Over the weekend, I finished LUCKY BREAKS, the sequel to HIGHER POWER OF LUCKY, by Susan Patron. If I had to sum the book up in one sentence, I think I'd say, "It's an absolutely perfect book for an eleven-year-old." The book opens with a celebration of age eleven.
"Eleven, Lucky thought from her seat at the back of the school bus, eleven, eleven, eleven, and the idea of it, the sound of it, threw off sparks in her head. You start with one, two, three: those clunky one-syllable beginner-ages that toddlers play with. Keep going and you get to eight, nine, ten: the plodding steps you have to climb until at last, you arrive. Finally, finally you reach the best age, the one that, when you say it out loud, sounds like a little tap dance or a drumroll." (p. 1). (NOTE: This is just the first paragraph, there is actually another one that is equally beautifully written).
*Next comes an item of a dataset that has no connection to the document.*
PR #179, opened 2022-07-20
Limit `tester_linux` builds to run on `cpuset_limited=true` agents

staticfloat:
This will allow us to create multiple non-cpuset-limited workers, which
will allow us to do things like builds with oversubscribed CPUs, but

Lucky is turning 11, and she desperately wants her eleventh year to be something special. The problem is, there is not a whole lot special going on in the town of Hard Pan. Her mother, Brigitte, is still running her little weekend cafe. Her best friend, Lincoln, is still tying knots. Miles, the resident five-year-old genius is making his way through BRAIN SURGERY FOR BEGINNERS. Everything is very ordinary until Paloma, another eleven-year-old girl, visits Hard Pan with a group of geologists. Lucky suddenly realizes that what she really wants, maybe even needs, is an eleven-year-old best friend that's a girl.
This is a book about the quirkiness of families and living in community. It's a book about friendship, and about how friends, even good friends, sometimes have problems, and how they solve them, and forgive each other, and move on. It's a book about stupid, and yeah, even dangerous choices. LUCKY BREAKS is an absolutely perfect book for an eleven-year-old.